▸ THE DATA
#####

PR #344, opened 2024-11-27
Add debug level logging and align the messages between platforms

mshaposhnik:
Added ability to configure the logger level on startup and align/fixup some messages

### DIFF
--- a/pkg/ibm/ibmp.go
+++ b/pkg/ibm/ibmp.go
@@ -55,6 +55,8 @@ func IBMPowerProvider(platform string, config map[string]string, systemNamespace
 }
 
 func (r IBMPowerDynamicConfig) LaunchInstance(kubeClient client.Client, ctx context.Context, taskRunName string, instanceTag string, _ map[string]string) (cloud.InstanceIdentifier, error) {
+	log := logr.FromContextOrDiscard(ctx)
+	log.Info(fmt.Sprintf("attempting to launch IBM-P instance for %s", taskRunName))
 	service, err := r.authenticatedService(ctx, kubeClient)
 	if err != nil {
 		return "", err
@@ -74,6 +76,8 @@ func (r IBMPowerDynamicConfig) LaunchInstance(kubeClient client.Client, ctx cont
 }
 
 func (r IBMPowerDynamicConfig) CountInstances(kubeClient client.Client, ctx context.Context, instanceTag string) (int, error) {
+	log := logr.FromContextOrDiscard(ctx)
+	log.Info("attempting to count IBM-P instances")
 	instances, err := r.fetchInstances(ctx, kubeClient)
 	if err != nil {
 		return 0, err
@@ -84,6 +88,7 @@ func (r IBMPowerDynamicConfig) CountInstances(kubeClient client.Client, ctx cont
 			count--
 		}
 	}
+	log.Info("Count of IBM-P instances done", "count", count)
 	return count, nil
 }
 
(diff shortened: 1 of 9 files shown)


pkg/logs/logs.go
```diff
@@ -0,0 +1,39 @@
...
+	zap2 "go.uber.org/zap"
+	"go.uber.org/zap/zapcore"
+	"k8s.io/klog/v2"
+	ctrl "sigs.k8s.io/controller-runtime"
+	"sigs.k8s.io/controller-runtime/pkg/log/zap"
+)
+
+const DebugLevel = 1
+
+func InitLogger(logLevel, stackTraceLevel string) error {
```
ifireball, line 14: I don't think we need any of this - to log at a higer (less siginificant) level, all we need to do is `log.V(1).Info(...)` with a normal logr object.

pkg/ibm/ibmp.go
```diff
@@ -114,26 +119,26 @@ func (r IBMPowerDynamicConfig) authenticatedService(ctx context.Context, kubeCli
...
-	log := logr.FromContextOrDiscard(ctx)
+	log := logr.FromContextOrDiscard(ctx).WithValues("platform", "ibm-p", "instanceId", instanceId)
 	service, err := r.authenticatedService(ctx, kubeClient)
 	if err != nil {
 		return "", err
 	}
 	ip, err := r.lookupIp(ctx, service, string(instanceId))
 	if err != nil {
-		log.Error(err, "Failed to lookup IP", "instanceId", instanceId, "error", err.Error())
+		log.Info("Failed to lookup IP", "error", err.Error())
```
ifireball, line 129: IMO we should keep logging errors with `Error`

pkg/ibm/ibmp.go
```diff
@@ -114,26 +119,26 @@ func (r IBMPowerDynamicConfig) authenticatedService(ctx context.Context, kubeCli
...
+		log.Info("Failed to check address", "error", err.Error())
 		return "", nil
 	}
 	return ip, nil
 }
 
 func (r IBMPowerDynamicConfig) ListInstances(kubeClient client.Client, ctx context.Context, instanceTag string) ([]cloud.CloudVMInstance, error) {
-	log := logr.FromContextOrDiscard(ctx)
-	log.Info("Listing ppc instances", "tag", instanceTag)
+	log := logr.FromContextOrDiscard(ctx).WithValues("platform", "ibm-p")
```
ifireball, line 140: the `platform` keywork should probably be reserved to the `PLATFORM` parameter value and we should set it as soon as we know it and ensure its inherited by all logs from that point on.

The value here is probably better named "driver" or something else that is consistent with how we call these things in the code.

ifireball: yeah, I just forget what the code calls those.

pkg/ibm/ibmp.go
mshaposhnik: ok

pkg/logs/logs.go
mshaposhnik: Sorry I didn't get the message. This code allows to start the controller with any desired logging level. I.e. by default it will be `info` (so no debugs), but using `--zap-log-level=debug` (or any other valig level) it can be switched on.

ifireball: I think the built-in zap options aught to be enough. Also I don't think this aught to be very configurable. I don't want to be unable to debug a production issue because the messages I need happen to be in a level we were not tracking. 

In other words, IMO level filtering should be done when querying at the destination (e.g. Splunk) and not at the source.

mshaposhnik: I would say it is not any easier to debug the issue when log is overpolluted by meaningless messages like `pipelinerun xxxx was probably deleted`  et cetera. They doesnt carry any payload, just the log size grows enormous. The idea was to mute such unifromative stuff by def.

ifireball: if you really think a message is unnecessary, remove it from the code, otherwise you can never know what you'll need to debug stuff for users.

mshaposhnik: OK, so what should we leave in the PR then? To me it is have not much meaning move the log levels without filtering ability.

mshaposhnik:
Closing,  as without the ability to change level this will not make MPC logs any better.
We will still see at most the last ~2 hrs of the controller log,  due to it's overpolluting and therefore log being truncated by Openshift. If one needs some history more than this, it will need to make it via Splunk.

#####

Top to bottom, set down the whole listing exactly.

▸ ANSWER BOX
PR #344, opened 2024-11-27
Add debug level logging and align the messages between platforms

mshaposhnik:
Added ability to configure the logger level on startup and align/fixup some messages

### DIFF
--- a/pkg/ibm/ibmp.go
+++ b/pkg/ibm/ibmp.go
@@ -55,6 +55,8 @@ func IBMPowerProvider(platform string, config map[string]string, systemNamespace
 }
 
 func (r IBMPowerDynamicConfig) LaunchInstance(kubeClient client.Client, ctx context.Context, taskRunName string, instanceTag string, _ map[string]string) (cloud.InstanceIdentifier, error) {
+	log := logr.FromContextOrDiscard(ctx)
+	log.Info(fmt.Sprintf("attempting to launch IBM-P instance for %s", taskRunName))
 	service, err := r.authenticatedService(ctx, kubeClient)
 	if err != nil {
 		return "", err
@@ -74,6 +76,8 @@ func (r IBMPowerDynamicConfig) LaunchInstance(kubeClient client.Client, ctx cont
 }
 
 func (r IBMPowerDynamicConfig) CountInstances(kubeClient client.Client, ctx context.Context, instanceTag string) (int, error) {
+	log := logr.FromContextOrDiscard(ctx)
+	log.Info("attempting to count IBM-P instances")
 	instances, err := r.fetchInstances(ctx, kubeClient)
 	if err != nil {
 		return 0, err
@@ -84,6 +88,7 @@ func (r IBMPowerDynamicConfig) CountInstances(kubeClient client.Client, ctx cont
 			count--
 		}
 	}
+	log.Info("Count of IBM-P instances done", "count", count)
 	return count, nil
 }
 
(diff shortened: 1 of 9 files shown)


pkg/logs/logs.go
```diff
@@ -0,0 +1,39 @@
...
+	zap2 "go.uber.org/zap"
+	"go.uber.org/zap/zapcore"
+	"k8s.io/klog/v2"
+	ctrl "sigs.k8s.io/controller-runtime"
+	"sigs.k8s.io/controller-runtime/pkg/log/zap"
+)
+
+const DebugLevel = 1
+
+func InitLogger(logLevel, stackTraceLevel string) error {
```
ifireball, line 14: I don't think we need any of this - to log at a higer (less siginificant) level, all we need to do is `log.V(1).Info(...)` with a normal logr object.

pkg/ibm/ibmp.go
```diff
@@ -114,26 +119,26 @@ func (r IBMPowerDynamicConfig) authenticatedService(ctx context.Context, kubeCli
...
-	log := logr.FromContextOrDiscard(ctx)
+	log := logr.FromContextOrDiscard(ctx).WithValues("platform", "ibm-p", "instanceId", instanceId)
 	service, err := r.authenticatedService(ctx, kubeClient)
 	if err != nil {
 		return "", err
 	}
 	ip, err := r.lookupIp(ctx, service, string(instanceId))
 	if err != nil {
-		log.Error(err, "Failed to lookup IP", "instanceId", instanceId, "error", err.Error())
+		log.Info("Failed to lookup IP", "error", err.Error())
```
ifireball, line 129: IMO we should keep logging errors with `Error`

pkg/ibm/ibmp.go
```diff
@@ -114,26 +119,26 @@ func (r IBMPowerDynamicConfig) authenticatedService(ctx context.Context, kubeCli
...
+		log.Info("Failed to check address", "error", err.Error())
 		return "", nil
 	}
 	return ip, nil
 }
 
 func (r IBMPowerDynamicConfig) ListInstances(kubeClient client.Client, ctx context.Context, instanceTag string) ([]cloud.CloudVMInstance, error) {
-	log := logr.FromContextOrDiscard(ctx)
-	log.Info("Listing ppc instances", "tag", instanceTag)
+	log := logr.FromContextOrDiscard(ctx).WithValues("platform", "ibm-p")
```
ifireball, line 140: the `platform` keywork should probably be reserved to the `PLATFORM` parameter value and we should set it as soon as we know it and ensure its inherited by all logs from that point on.

The value here is probably better named "driver" or something else that is consistent with how we call these things in the code.

ifireball: yeah, I just forget what the code calls those.

pkg/ibm/ibmp.go
mshaposhnik: ok

pkg/logs/logs.go
mshaposhnik: Sorry I didn't get the message. This code allows to start the controller with any desired logging level. I.e. by default it will be `info` (so no debugs), but using `--zap-log-level=debug` (or any other valig level) it can be switched on.

ifireball: I think the built-in zap options aught to be enough. Also I don't think this aught to be very configurable. I don't want to be unable to debug a production issue because the messages I need happen to be in a level we were not tracking. 

In other words, IMO level filtering should be done when querying at the destination (e.g. Splunk) and not at the source.

mshaposhnik: I would say it is not any easier to debug the issue when log is overpolluted by meaningless messages like `pipelinerun xxxx was probably deleted`  et cetera. They doesnt carry any payload, just the log size grows enormous. The idea was to mute such unifromative stuff by def.

ifireball: if you really think a message is unnecessary, remove it from the code, otherwise you can never know what you'll need to debug stuff for users.

mshaposhnik: OK, so what should we leave in the PR then? To me it is have not much meaning move the log levels without filtering ability.

mshaposhnik:
Closing,  as without the ability to change level this will not make MPC logs any better.
We will still see at most the last ~2 hrs of the controller log,  due to it's overpolluting and therefore log being truncated by Openshift. If one needs some history more than this, it will need to make it via Splunk.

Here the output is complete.